The administration of each territory was carried
out by a specific state, but certain supervisory
responsibilities were performed by the General
Assembly through the agency of the Trusteeship
Council.
30. Principal Organs of the United Nations
The Secretariat:
The UN Secretariat is a body of international civil
servants headed by the Secretary-General. It is
constituted of full-time employees of the
organization, who must preserve their neutrality in
the interests of serving the entire membership
and of promoting the international goals of the
United Nations.
The independence of the Secretary members
from national pressures was a principle not
clearly stated in the Covenant but established at
the inception of the League of Nations by its
Secretary-General.
31. Principal Organs of the United Nations
The Secretary-General is appointed by the General
Assembly, acting by two-thirds vote, upon recommendation
of the Security Council.
The major functions of the Secretary-General are outlined
in the Charter and they include:
1- to be the chief administrative officer of the organization
2- to act as secretary to all the major delegate bodies of
the United Nations
3-to perform functions assigned by the General Assembly
and the 3 councils
4- to make an annual report to the General Assembly on
the work of the organization
5-to appoint the Secretariat staff under regulations
established by the General Assembly.
32. Principal Organs of the United Nations
International Court of Justice (headquarters in
The Hague): The Statute of the ICJ is an integral
part of the Charter and is almost identical to the
Statute of the previous Permanent Court of
International Justice (PCIJ). Yet, unlike the
League arrangement, all members of the United
Nations are automatically members of the ICJ.
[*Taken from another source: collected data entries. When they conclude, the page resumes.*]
PR #2398, opened 2018-07-07
Fix descendantComplete for if, ifnot, with

mbest:
See knockout/tko#65 and #2342

Add `completeOn: "render"` binding option for `if`, `ifnot`, and `with` that makes them treat their un-rendered state as incomplete, instead of using the existence of a `descendantsComplete` callback for this. Also make sure the event works for multiple renders.


mbest:
@brianmhunt What do you think?

brianmhunt:
It looks right; I'll report back any issues when merge it into TKO.

fastfasterfastest:
I have looked for a corresponding issue where `descendantComplete` is described, discussed and the need for it expressed, but cannot find one.  Is there such an issue?
What is a use case for `descendantComplete`?

Issue #2400, opened 2018-07-16
Cannot bind to custom CSS property variables


zero298:
It seems that you are unable to bind to [custom CSS property variables](https://developer.mozilla.org/en-US/docs/Web/CSS/Using_CSS_variables) using [style bindings](http://knockoutjs.com/documentation/style-binding.html).  I saw this issue on the Stack Overflow question: [Using CSS3 Variables in Knockout Style Binding](https://stackoverflow.com/q/51368941/691711).

The issue seems to stem from [knockout/src/binding/defaultBindings/style.js](https://github.com/knockout/knockout/blob/9eb61061e45e371362aee8d182392c531b7ac2ef/src/binding/defaultBindings/style.js#L15-L24).

Specificially how the style property is set using Array syntax instead of [`CSSStyleDeclaration#setProperty`](https://developer.mozilla.org/en-US/docs/Web/API/CSSStyleDeclaration/setProperty).

The custom properties don't seem to be enumerated on the actual Object and instead have to be set through `setProperty`.  I'm not sure if the appropriate action would be to have everything use `setProperty` or if you should check the `styleName` for `"--"`, say it is a variable, and only use `setProperty` for that particular instance.

brianmhunt:
I wrote and expect to include a `style-map` binding for tko that accomplishes this.  Css vars are amazing and it’s be a shame not to support them.  The ordinary binding could be altered to support them too, by -as mentioned- observing if the first two chars are ‘—‘

PR #2401, opened 2018-07-16
Forcing use of setProperty for CSS variables

zero298:
I made a really narrow commit to address #2400.  It seems as though Custom CSS properties can only be set through [`CSSStyleDeclaration#setProperty`](https://developer.mozilla.org/en-US/docs/Web/API/CSSStyleDeclaration/setProperty).

I'm not sure why you use the Array syntax for all properties instead of having everything go through `setProperty`, but I wanted to err on the side of caution and only use it when we are using CSS variables.  If you'd prefer this commit to be broader or if you would like some sort of coding style change, let me know.

### DIFF
--- a/src/binding/defaultBindings/style.js
+++ b/src/binding/defaultBindings/style.js
@@ -12,15 +12,30 @@ ko.bindingHandlers['style'] = {
             if (jQueryInstance) {
                 jQueryInstance(element)['css'](styleName, styleValue);
             } else {
-                styleName = styleName.replace(/-(\w)/g, function (all, letter) {
-                    return letter.toUpperCase();
-                });
+                var previousStyle;
+                var postStyle;
+                var requiresGetPropertyValue = (styleName.substring(0, 2) === "--");
 
-                var previousStyle = element.style[styleName];
-                element.style[styleName] = styleValue;
+                if(requiresGetPropertyValue){
+                    previousStyle = element.style.getPropertyValue(styleName);
+                    element.style.setProperty(styleName, styleValue);
+                    postStyle = element.style.getPropertyValue(styleName);
 
-                if (styleValue !== previousStyle && element.style[styleName] == previousStyle && !isNaN(styleValue)) {
-                    element.style[styleName] = styleValue + "px";
+                    if (styleValue !== previousStyle && postStyle == previousStyle && !isNaN(styleValue)) {
+                        element.style.setProperty(styleName, styleValue + "px");
+                    }
+                } else {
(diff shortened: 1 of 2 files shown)


src/binding/defaultBindings/style.js
```diff
@@ -12,15 +12,30 @@ ko.bindingHandlers['style'] = {
...
-                var previousStyle = element.style[styleName];
-                element.style[styleName] = styleValue;
+                if(requiresGetPropertyValue){
+                    previousStyle = element.style.getPropertyValue(styleName);
+                    element.style.setProperty(styleName, styleValue);
+                    postStyle = element.style.getPropertyValue(styleName);
 
-                if (styleValue !== previousStyle && element.style[styleName] == previousStyle && !isNaN(styleValue)) {
-                    element.style[styleName] = styleValue + "px";
+                    if (styleValue !== previousStyle && postStyle == previousStyle && !isNaN(styleValue)) {
```
mbest: This code isn't necessary for CSS variables since they can take any value. In other words, the value that's set won't ever be rejected.

src/binding/defaultBindings/style.js
```diff
@@ -12,15 +12,30 @@ ko.bindingHandlers['style'] = {
             if (jQueryInstance) {
                 jQueryInstance(element)['css'](styleName, styleValue);
             } else {
-                styleName = styleName.replace(/-(\w)/g, function (all, letter) {
-                    return letter.toUpperCase();
-                });
+                var previousStyle;
+                var postStyle;
+                var requiresGetPropertyValue = (styleName.substring(0, 2) === "--");
```
fastfasterfastest: Perhaps instead `var isCustomPropertyName = /^--/.test(styleName);`
And possibly declaring the regexp in some outer scope to allow reuse.

src/binding/defaultBindings/style.js
```diff
@@ -12,6 +12,12 @@ ko.bindingHandlers['style'] = {
             if (jQueryInstance) {
                 jQueryInstance(element)['css'](styleName, styleValue);
             } else {
+                // Is styleName a custom CSS property?
```
mbest: Can you reformat this as `else if (..) {` and then add a new `else` block below?

mbest:
This is looking good, but we should have a test for it as well. Can you add a test to `styleBehaviors.js`?

mbest:
You should be able to enclose the unit test in an `if` block to run it only in browsers that  support custom CSS properties. I found this example:

```javascript
if (window.CSS && window.CSS.supports && window.CSS.supports('--a', 0)) {
    ...
}
```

The Court is composed of fifteen judges elected
by concurrent vote of the General Assembly and
the Security Council. No two judges may be of
the same nationality. Judges serve nine-year
terms , with the terms of five judges expiring
every third year. No limit is set on the number of
terms for which a judge may be reelected.
33. Principal Organs of the United Nations
In hearing a specific case, if there is no judge on
the Court of the nationality of one or more of the
states that are parties to the case, such state or
states may appoint a national judge to sit for that
case. These additional judges participate with full
voting rights.
Only states may bring cases before the Court, but
no state is required to submit any case for
hearing and decision. This lack of compulsory
jurisdiction is a major deficiency of international
as contrasted with national legal systems.
In addition to hearing cases, the ICJ is authorized
to give advisory opinion on legal questions.